MATERIAL FOR THIS TASK>

Issue #1037, opened 2016-06-17
CLI-assisted logging


sergeuz:
As we discussed previously, it would be nice to have possibility to enable logging dynamically, via the cloud or over the wire. Taking into account that all currently implemented [log handlers](https://github.com/spark/firmware/blob/develop/docs/reference/firmware.md#log-handlers) already require serial connection with the host, it seems natural to start with the USB logging first, and then reuse the same configuration code for cloud logging.

The plan is to use [vendor-specific USB requests](https://github.com/spark/firmware/pull/1010) (already in `develop`) to configure logging dynamically, without any prior configuration done at application side, and without entering the listening mode, which affects normal workflow of the system and application code greatly. The CLI then can be used to attach to already running system, for example:

```
# Start logging with default settings (uses USBSerial1)
particle log

# Enable verbose logging
particle log all

# Enable verbose logging for application code only
particle log warn app=all

# Use hardware serial and UART to USB converter for logging
particle log -s serial1 -d /dev/ttyUSB0
```

On any of the above commands the CLI sends necessary configuration requests to the device and then starts to read and display a nicely formatted and highlighted logging output.

Implementation-wise, the `LogManager` class needs to be extended to support named and dynamically allocated log handlers. Few factory methods also need to be added in order to allocate log handlers based on their requested type and settings. A trivial JSON formatter for generated logs would also simplify parsing at the CLI side.

Configuration request might look like the following:

``` js
{
  "op": "addLogHandler",
  "handler": { // Handler settings
    "type": "JSONLogHandler"
  },
  "stream" : { // Output stream
    "type": "Serial1",
    "baud": 57600
  },
  "level": "warn", // Default logging level
  "filters": {
    "app": "trace" // Category-specific logging level
  }
}
```

I used JSON here for simplicity, though @avtolstoy confirmed that we can use it for vendor-specific requests with no problems, assuming that request size limitations are met.

---

Completeness:
- [ ] Minimum test case added
- [ ] Device, system and user firmware versions stated
- [ ] Particle confirmed

m-mcgowan:
This is a great start! For the CLI interface, I suggest we follow the same syntax as used for the `flash` command to support both local and remote devices:

```
particle log --usb  ...
```
and
```
particle log my_device ...
```

[...]

PR #1126, opened 2016-09-23
Common tools for the Wiring library and unit testing

sergeuz:
This PR is a part 1 of 2 of the code adding support for [runtime logging configuration](https://github.com/spark/firmware/pull/1127), and contains various common tools which I think can be reviewed separately, in order to simplify overall review process. Some background on the topic can be found here: #1037.

This PR adds the following:

**Vector container** ([spark_wiring_vector.h](https://github.com/spark/firmware/blob/feature/usb_logging_1_of_2/wiring/inc/spark_wiring_vector.h#L50))

The problem is that we can't really use STL containers in our firmware (though we do use `std::vector` in some places), as none of them are designed to work with disabled exceptions: it's not possible to write custom allocator that doesn't use exceptions, and standard APIs do not provide any alternative mechanism for error handling. Logging framework uses `spark::Vector` extensively, e.g. to maintain a prefix tree for category-based filtering, list of active log handlers, etc.

**Application-side JSON parser/writer classes** ([spark_wiring_json.h](https://github.com/spark/firmware/blob/feature/usb_logging_1_of_2/wiring/inc/spark_wiring_json.h#L53))

These classes are mostly wrappers for jsmn library, which is a part of the system module, with added support for type conversions and escaped strings (latter is essential for [JSON log message formatter](https://github.com/spark/firmware/blob/feature/usb_logging_2_of_2/wiring/src/spark_wiring_logging.cpp#L517)). It's also quite handy to use JSON for parameterized [acceptance tests](https://github.com/spark/firmware/blob/feature/usb_logging_2_of_2/user/tests/accept/features/logging/log_config.feature#L107). Usage example can be found [here](https://github.com/spark/firmware/blob/feature/usb_logging_2_of_2/user/tests/accept/features/logging/log_config_app/app.cpp).

**Helper tools for unit testing**
- [tools/random.h](https://github.com/spark/firmware/blob/feature/usb_logging_1_of_2/user/tests/unit/tools/random.h) - random number/string generation.
- [tools/string.h](https://github.com/spark/firmware/blob/feature/usb_logging_1_of_2/user/tests/unit/tools/string.h) - string utilities.
- [tools/stream.h](https://github.com/spark/firmware/blob/feature/usb_logging_1_of_2/user/tests/unit/tools/stream.h) - Wiring-compatible output stream.
- [tools/buffer.h](https://github.com/spark/firmware/blob/feature/usb_logging_1_of_2/user/tests/unit/tools/buffer.h) - wrapper class for a buffer with padding bytes.
- [tools/alloc.h](https://github.com/spark/firmware/blob/feature/usb_logging_1_of_2/user/tests/unit/tools/alloc.h) - allocator class allowing to detect memory usage errors.
- [tools/check.h](https://github.com/spark/firmware/blob/feature/usb_logging_1_of_2/user/tests/unit/tools/check.h) - mixin for "checkable" types. Example usage:

``` cpp
#include "tools/stream.h"

TEST_CASE() {
    test::OutputStream stream;
    uint8_t buf[] = { 1, 2, 3, 255 };
    stream.write(buf, sizeof(buf));
    check(stream).hex().equals("010203ff");
}

TEST_CASE() {
    std::string s = "one,two,three";
    check(s).matches("(.+),(.+),(.+)")
            .at(0).equals("one")
            .at(1).equals("two")
            .at(2).equals("three");
}
```

---

Doneness:
- [x] Code peer reviewed
- [x] API tests compiled

N/A see part 2 of 2 #1127 
- [x] Add documentation

### DIFF
--- a/wiring/src/spark_wiring_string.cpp
+++ b/wiring/src/spark_wiring_string.cpp
@@ -72,6 +72,12 @@ String::String(const char *cstr)
 	if (cstr) copy(cstr, strlen(cstr));
 }
 
+String::String(const char *cstr, unsigned int length)
+{
+	init();
+	if (cstr) copy(cstr, length);
+}
+
 String::String(const String &value)
 {
 	init();
--- a/ci/build_boost.sh
+++ b/ci/build_boost.sh
@@ -1,4 +1,4 @@
 pushd $BOOST_ROOT
 ./bootstrap.sh
-./b2  --with-thread  --with-system --with-program_options --with-random  --threading=single
+./b2  --with-thread  --with-system --with-program_options --with-random --with-regex --threading=single
 popd
--- a/ci/install_boost.sh
+++ b/ci/install_boost.sh
@@ -9,4 +9,5 @@ test -d $BOOST_ROOT || (
    mv boost_$BOOST_VERSION  $BOOST_HOME
 ) 
 test -d $BOOST_ROOT || ( echo "boost root $BOOST_ROOT not created." && exit 1)
-export DYLD_LIBRARY_PATH=$BOOST_ROOT/stage/lib
+export DYLD_LIBRARY_PATH="$BOOST_ROOT/stage/lib:$DYLD_LIBRARY_PATH"
+export LD_LIBRARY_PATH="$BOOST_ROOT/stage/lib:$LD_LIBRARY_PATH"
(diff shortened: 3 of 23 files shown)


wiring/src/spark_wiring_string.cpp
```diff
@@ -72,6 +72,12 @@ String::String(const char *cstr)
 	if (cstr) copy(cstr, strlen(cstr));
 }
 
+String::String(const char *cstr, unsigned int length)
```
technobly: Please add a `wiring/no_fixture/string.cpp` test for String::String(const char *cstr, unsigned int length)

PR #1127, opened 2016-09-23
Runtime logging configuration

sergeuz:
This PR adds support for runtime logging configuration, which allows to enable logging on already running system via USB control requests. Some background on the topic can be found here: #1037. Note that this PR is based on the common code from another branch which is being reviewed here: https://github.com/spark/firmware/pull/1126

Parameters that can be configured dynamically: destination stream (`Serial`, `Serial1`, `USBSerial1`), message format (plain text, JSON), message filtering (level and category-based).

This PR also adds basic tools for acceptance testing, such as handling of serial IO, USB requests, application flashing, etc. The test utilizing above functionality can be found [here](https://github.com/spark/firmware/blob/feature/usb_logging_2_of_2/user/tests/accept/features/logging/log_config.feature).

I'll be adding further comments directly in the code to provide more details on the implementation.

---

Doneness:
- [x] Code peer reviewed
- [x] API tests compiled
- [ ] Add documentation

### Features

- Added support for runtime logging configuration, which allows to enable logging on already running system via USB control requests.


user/tests/accept/init_env
```diff
@@ -0,0 +1,76 @@
...
+      USB_VENDOR_ID=2b04
+      USB_PRODUCT_ID=c006
+      ;;
+    p1)
+      USB_VENDOR_ID=2b04
+      USB_PRODUCT_ID=d008
+      ;;
+    electron)
+      USB_VENDOR_ID=2b04
+      USB_PRODUCT_ID=d00a
```
avtolstoy: This should be c00a (otherwise it targets Electron in DFU mode)

user/tests/accept/init_env
```diff
@@ -0,0 +1,76 @@
...
+      USB_VENDOR_ID=1d50
+      USB_PRODUCT_ID=607d
+      ;;
+    photon)
+      USB_VENDOR_ID=2b04
+      USB_PRODUCT_ID=c006
+      ;;
+    p1)
+      USB_VENDOR_ID=2b04
+      USB_PRODUCT_ID=d008
```
avtolstoy: This should be `c008` (otherwise it targets P1 in DFU mode)

user/tests/accept/init_env
sergeuz: Thanks! Honestly, I don't remember from where I copied these IDs. Since you're working with this branch already, would you mind committing correct IDs?

PR #1130, opened 2016-09-30
Bugfix for subscriptions checksum calculation

sergeuz:
`handler.scope` is an enum, and we want its address to be casted to `uint8_t*`, not its value

---

Doneness:

- [x] Code peer reviewed
- [x] API tests compiled
- [x] Add documentation (N/A)

### BUGFIX

- Particle.subscribe() used with same events but changing scope between PUBLIC and PRIVATE or vice versa would potentially result in non-registered subscriptions.  This was also crashing the GCC virtual device with a segfault when subscription checksums were calculated.


monkbroc:
This also crashed the virtual device with a segfault

technobly:
Thanks, I added that to the bugfix note.

PR #1135, opened 2016-10-06
Feature/time isvalid

### LINKED ISSUE #965: current time not valid in `setup()`
The cloud handshake sends a request for the current time from the cloud, but doesn't wait for the response, so that any code in `setup()` that attempts to access the current time may not see the correct time. 

This is particularly true with UDP comms, where the time request may need to be resent until a response is received. 

Tests are needed to also validate that the timezone set before the cloud connection is maintained after the cloud connection.

---

Completeness:
- [x] Minimum test case added
- [x] Particle confirmed

### LINKED ISSUE #1116: As a developer, I can determine if the device's current time is correct
When a device boots up, the current time is set to some default, which of course is not correct at all.

Once the device receives the current time from the cloud, the time is then correct (to within a few seconds, due to network latency.)  The time typically remains correct while the device is powered, or sleeps. 

The system firmware should track if the current time is valid:
- when the time is received from the cloud it is valid
- when the device sleeps and the RTC maintains the time. it is valid

IIRC the default time was some time in the past. The test for validity may be as simple as the time being later than the year 2015, or it may be involved, tracking when the time is set and that it has been maintained. 
## Related to #965 

Completeness:
- [x] Minimum test case added
- [x] Particle confirmed

avtolstoy:
Fixes issues #1116 and #965

Wiring functions added:
- `Time.isValid()`
- `Particle.syncTimePending()`
- `Particle.syncTimeDone()`
- `Particle.timeSyncedLast()`

This PR also fixes an issue with how RTC on Photon and Electron is configured. The year may only be double digit (00 - 99).

Tests added to `wiring/no_fixture`:
- TIME_13_syncTimePending_syncTimeDone_when_disconnected
- TIME_14_timeSyncedLast_works_correctly
- TIME_15_SyncTimeInAutomaticMode
- TIME_16_SyncTimeInManualMode
- TIME_17_RestoreSystemMode
- TIME_18_TimeChangedEvent

New functions documentation copied from `firmware.md` :

> ### isValid()
> 
> Used to check if current time is valid. This function will return `true` if:
> - Time has been set manually using [`Time.setTime()`](#settime-)
> - Time has been successfully synchronized with the Particle Cloud. The device synchronizes time with the Particle Cloud during the handshake. The application may also manually synchronize time with Particle Cloud using [`Particle.syncTime()`](#particle-synctime-)
> - Correct time has been maintained by RTC.{{#unless core}} See information on [`Backup RAM (SRAM)`](#backup-ram-sram-) for cases when RTC retains the time. RTC is part of the backup domain and retains its counters under the same conditions as Backup RAM.{{/unless}}
> 
> **NOTE:** When {{device}} is running in `AUTOMATIC` mode {{#unless core}}and threading is disabled {{/unless}} this function will block if current time is not valid and there is an active connection to Particle Cloud. Once {{device}} synchronizes the time with Particle Cloud or the connection to Particle Cloud is lost, `Time.isValid()` will return its current state. This function is also implicitly called by any `Time` function that returns current time or date (e.g. `Time.hour()`/`Time.now()`/etc).
> ### Particle.syncTimeDone()
> 
> Returns `true` if there is no `syncTime()` request currently pending or there is no active connection to Particle Cloud. Returns `false` when there is a pending `syncTime()` request.
> ### Particle.syncTimePending()
> 
> Returns `true` if there a `syncTime()` request currently pending. Returns `false` when there is no `syncTime()` request pending or there is no active connection to Particle Cloud.
> ### Particle.timeSyncedLast()
> 
> Used to check when time was last synchronized with Particle Cloud.
> 
> ``` C++
> // SYNTAX
> Particle.timeSyncedLast();
> Particle.timeSyncedLast(timestamp);
> ```
> 
> Returns the number of milliseconds since the device began running the current program when last time synchronization with Particle Cloud was performed.
> 
> This function takes one optional argument:
> - `timestamp`: `time_t` variable that will contain a UNIX timestamp received from Particle Cloud during last time synchronization
> 
> ``` C++
> // EXAMPLE
> #define ONE_DAY_MILLIS (24 * 60 * 60 * 1000)
> 
> void loop() {
>   time_t lastSyncTimestamp;
>   unsigned long lastSync = Particle.timeSyncedLast(lastSyncTimestamp);
>   if (millis() - lastSync > ONE_DAY_MILLIS) {
>     unsigned long cur = millis();
>     Serial.printlnf("Time was last synchronized %lu milliseconds ago", millis() - lastSync);
>     if (lastSyncTimestamp > 0)
>     {
>       Serial.print("Time received from Particle Cloud was: ");
>       Serial.println(Time.timeStr(lastSyncTimestamp));
>     }
>     // Request time synchronization from Particle Cloud
>     Particle.syncTime();
>     // Wait until {{device}} receives time from Particle Cloud (or connection to Particle Cloud is lost)
>     waitUntil(Particle.syncTimeDone);
>     // Check if synchronized successfully
>     if (Particle.timeSyncedLast() >= cur)
>     {
>       // Print current time
>       Serial.println(Time.timeStr());
>     }
>   }
> }
> ```

EDIT:
- `time_changed` event added
- When resuming session on Electron if for some reason time was not synchronized during handshake, send time request again

---

Doneness:
- [x] Code peer reviewed
- [x] API tests compiled
- [x] Add documentation

### Features

- New Time API's! `Time.isValid()` | `Particle.syncTimePending()` | `Particle.syncTimeDone()` | `Particle.timeSyncedLast()` [[Fixes #1116]](https://github.com/spark/firmware/issues/1116) [[Fixes #965]](https://github.com/spark/firmware/issues/965)


m-mcgowan:
Very thoroughly documented!

Some thoughts:

- Is there a system event for time changes?  That way, application code can be actively notified when the time changes during a sync. 

- `isValid()` is blocking - what's the rationale for that? I would have expected it not to block since it's only a sniff of the current status.  I would have imagined `getTime()` to block since then we are trying to get the active time, which might be in flux.  We might also add an overload that disables any blocking and just returns the current time as it is. 

-  What's the distinguishing factor between syncTimeDone and syncTimePending? As far as I can tell, they are inverses of each other.  That's also fine, since`waitUntil` doesn't have an easy way to invert predicates, but a description of the expected use cases would be helpful. 

- On the electron, it's possible that `Particle.syncTime()` never syncs if all server CoAP responses are lost. The system should try to do what it can to ensure the sync will eventually happen.  This is possibly outside the scope of this PR, and something to address elsewhere.

avtolstoy:
@m-mcgowan 
Thanks for comments!

> Is there a system event for time changes? That way, application code can be actively notified when the time changes during a sync.
I like the idea of the system event for time changes. Should an event be fired if time is set manually using `Time.setTime()`?

> `isValid()` is blocking - what's the rationale for that? I would have expected it not to block since it's only a sniff of the current status. I would have imagined `getTime()` to block since then we are trying to get the active time, which might be in flux. We might also add an overload that disables any blocking and just returns the current time as it is.
`Time.isValid()` is only blocking in AUTOMATIC mode with threading disabled. The rationale was that it's internally used by `Time.now()` (and as a consequence by all the other functions like `Time.hour()` etc) and in AUTOMATIC mode we want to ensure that when `Time` functions are accessed, the time is already valid. It also only blocks _if there is a pending_ `syncTime()` request.

> What's the distinguishing factor between syncTimeDone and syncTimePending? As far as I can tell, they are inverses of each other. That's also fine, since`waitUntil` doesn't have an easy way to invert predicates, but a description of the expected use cases would be helpful.
Exactly as you say, they are inverses of each other to make it easier to use them with `waitFor()/waitUntil()`. The documentation lists an example usage for both of those functions.

> On the electron, it's possible that Particle.syncTime() never syncs if all server CoAP responses are lost. The system should try to do what it can to ensure the sync will eventually happen. This is possibly outside the scope of this PR, and something to address elsewhere.
According to how the reliable channel is implemented (regarding confirmable requests), when several retransmissions occur and there is no reply the cloud connection is reset. I think the only issue is that when Electron tries to connect again  and resumes the session instead of performing a handshake it will not issue a new `syncTime()` request. Perhaps we should add a check there that if time is not valid and `Particle.timeLastSynced()` reports 0, a time synchronization request should be sent again? If the application is manually calling `Particle.syncTime()` and wants to ensure that the time request succeeded, `Particle.timeLastSynced()` can be used to check for that. There is an example in the docs.

m-mcgowan:
> I like the idea of the system event for time changes. Should an event be fired if time is set manually using Time.setTime()
Yes, I think so. The important thing is that time as changed. We might also include a reason for change as part of the event so the application can distinguish external changes from internal updates via `Time.setTime()`. 

> I think the only issue is that when Electron tries to connect again and resumes the session instead of performing a handshake it will not issue a new syncTime() request. Perhaps we should add a check there that if time is not valid and Particle.timeLastSynced() reports 0, a time synchronization request should be sent again?
I like the idea of synching the time if it's not valid once the cloud is connected.

system/src/system_cloud.cpp
```diff
@@ -87,6 +87,18 @@ bool spark_sync_time(void *reserved)
...
 
+bool spark_sync_time_pending(void* reserved)
+{
+    SYSTEM_THREAD_CONTEXT_SYNC(spark_sync_time_pending(reserved));
+    return spark_protocol_time_request_pending(sp, nullptr);
+}
+
+system_tick_t spark_sync_time_last(time_t* tm, void* reserved)
+{
+    SYSTEM_THREAD_CONTEXT_SYNC(spark_sync_time_pending(reserved));
```
technobly: Should this be `SYSTEM_THREAD_CONTEXT_SYNC(spark_sync_time_last(time_t* tm, void* reserved));`

communication/src/spark_protocol_functions.cpp
```diff
@@ -252,4 +263,15 @@ int spark_protocol_command(ProtocolFacade* protocol, ProtocolCommands::Enum cmd,
...
+{
+    (void)reserved;
+    return protocol->time_request_pending();
+}
+system_tick_t spark_protocol_time_last_synced(ProtocolFacade* protocol, time_t* tm, void* reserved)
+{
+    (void)reserved;
+    return protocol->time_last_synced(tm);
+}
+
```
technobly: Should this be `SparkProtocol` instead of `ProtocolFacade` here?

avtolstoy: Good catch. The two functions above should also be changed:

```c++
int spark_protocol_set_connection_property(ProtocolFacade* protocol, unsigned property_id,
                                           unsigned data, void* datap, void* reserved)
{
```
```c++
int spark_protocol_command(ProtocolFacade* protocol, ProtocolCommands::Enum cmd, uint32_t data, void* reserved)
```

system/src/system_cloud.cpp
avtolstoy: It should! We should also update #1146 after merging, so that this would have been caught.

PR #1140, opened 2016-10-17
Electron modem USART and buffer handling fixes

### LINKED ISSUE #1104: Electron socketSend max buffer size logic 1 byte too small for 1024 byte chunks
Please see community discussion here: https://community.particle.io/t/solved-tcpclient-data-transmission-rates/25255/7

``` c++
int MDMParser::socketSend(int socket, const char * buf, int len)
{
    int cnt = len;
    while (cnt > 0) {
        int blk = USO_MAX_WRITE;
        if (cnt < blk)
            blk = cnt;
        bool ok = false;
        {
            LOCK();
            if (ISSOCKET(socket)) {
                sendFormated("AT+USOWR=%d,%d\r\n",_sockets[socket].handle,blk);
                if (RESP_PROMPT == waitFinalResp()) {
                    HAL_Delay_Milliseconds(50);
                    send(buf, blk);
                    if (RESP_OK == waitFinalResp())
                        ok = true;
                }
            }
            UNLOCK();
        }
        if (!ok)
            return MDM_SOCKET_ERROR;
        buf += blk;
        cnt -= blk;
    }
    return (len - cnt);
}
```

From the community:

> Basically, USO_MAX_WRITE is 1024, so if you send a chunk of 1024 bytes, it fails the cnt < blk test. Things go bad from there. So use 1023. Or 512. Or anything less than 1024 (but not equal to).

When 1024 is used, blk gets set to USO_MAX_WRITE and failing the cnt < blk test is inconsequential.

Note that USOWR max buffer sizes are:

```
Number of data bytes to write:
• Base syntax normal mode: range 0-1024
• Base syntax HEX mode: range 0-512
• Binary extended syntax: range 0-1024
```

---

Completeness:
- [x] Minimum test case added
- [x] Device, system and user firmware versions stated (electron, 0.6.0-rc.1 or 0.5.3-rc.2 would have this issue)
- [x] Particle confirmed

### LINKED ISSUE #1138: [Electron] AT commands with long responses not completing
Please refer to this community post: https://community.particle.io/t/electron-serious-issue-with-ublox-at-communication-for-retrieving-large-result-sets/22131

Tracking internally: FIRM-333, AE-193

// List all available AT commands with AT+CLAC
Use the AT command mode of the troubleshooting app to send AT+CLAC ... wait a bit and send AT to get the result of the buffer.
https://gist.github.com/technobly/5ff967632eeaab19128d84c805f20f10

Or with debugging enabled, try adding this to the end of `MDMParser:_powerOn()` to have more direct control over URCs:

``` c++
    // List all available AT commands with AT+CLAC
    sendFormated("AT+CLAC\r\n");
    if(RESP_OK != waitFinalResp(NULL,NULL,60000);
        goto failure;
```

Response should be seen in the log output.

Suspected issue with electronserialpipe_hal buffer size or hardware interaction with modem USART.

---

Completeness:
- [x] Minimum test case added
- [x] Device, system and user firmware versions stated (all)
- [x] Particle confirmed

avtolstoy:
Closes #1138 and #1104.

Fixes several issues:
- `USART_FLAG_TXE` was not checked when writing into DR register from system thread which caused an unsent data byte to be overwritten
- RX flow control was not correctly handled. When an internal `ElectronSerialPipe` buffer overflows, a data byte should be left in DR register to de-assert RTS line to ask modem to pause transmission for a while
- `ElectronSerialPipe` circular buffer was initialized to 1024 bytes, but the implementation allowed only 1023 bytes to be held inside the buffer
- `AT+CLAC`-like commands weren't parsed correctly (thanks @technobly)

Relevant tests:
- `MDM_01_socket_writes_with_length_more_than_1023_work_correctly`
- `MDM_02_at_commands_with_long_response_are_correctly_parsed_and_flow_controlled`

---

Doneness:
- [x] Code peer reviewed
- [x] API tests compiled
- [x] Add documentation (N/A)

### Bugfixes

- [Electron] Fixed modem USART and buffer handling [[Fixes #1138]](https://github.com/spark/firmware/issues/1138) [[Fixes #1104]](https://github.com/spark/firmware/issues/1104)

### DIFF
--- a/hal/src/electron/modem/electronserialpipe_hal.cpp
+++ b/hal/src/electron/modem/electronserialpipe_hal.cpp
@@ -170,7 +170,7 @@ int ElectronSerialPipe::put(const void* buffer, int length, bool blocking)
 
 void ElectronSerialPipe::txCopy(void)
 {
-    if (_pipeTx.readable()) {
+    if (_pipeTx.readable() && USART_GetFlagStatus(USART3, USART_FLAG_TXE)) {
         char c = _pipeTx.getc();
         USART_SendData(USART3, c);
     }
@@ -214,11 +214,17 @@ int ElectronSerialPipe::get(void* buffer, int length, bool blocking)
 
 void ElectronSerialPipe::rxIrqBuf(void)
 {
-    char c = USART_ReceiveData(USART3);
-    if (_pipeRx.writeable())
+    if (_pipeRx.writeable()) {
+        char c = USART_ReceiveData(USART3);
         _pipeRx.putc(c);
-    else
-        /* overflow */;
+    } else {
+        /* TODO: Handle overflow?
+         * We should not read USART3->RDR register in order to
+         * signal to the modem that we are not ready to receive,
+         * then try to process and free the buffer.
+         */
+        (void)USART_ReceiveData(USART3);
+    }
 }
 
 /*******************************************************************************
@@ -238,5 +244,9 @@ extern "C" void HAL_USART3_Handler(void)
     if(USART_GetITStatus(USART3, USART_IT_TXE) != RESET)
     {
         electronMDM.txIrqBuf();
+    }
+
+    if (USART_GetFlagStatus(USART3, USART_FLAG_ORE) != RESET) {
+        (void)USART_ReceiveData(USART3);
     }
 }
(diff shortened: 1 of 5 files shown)


technobly:
@avtolstoy any comment on my question above?  Let me know if you need me to verify tests on a particular electron.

PROBLEM STATEMENT>
Pull every line holding "char" out of the records.

ANSWER SECTION>
@@ -72,6 +72,12 @@ String::String(const char *cstr)
+String::String(const char *cstr, unsigned int length)
@@ -72,6 +72,12 @@ String::String(const char *cstr)
+String::String(const char *cstr, unsigned int length)
technobly: Please add a `wiring/no_fixture/string.cpp` test for String::String(const char *cstr, unsigned int length)
int MDMParser::socketSend(int socket, const char * buf, int len)
         char c = _pipeTx.getc();
-    char c = USART_ReceiveData(USART3);
+        char c = USART_ReceiveData(USART3);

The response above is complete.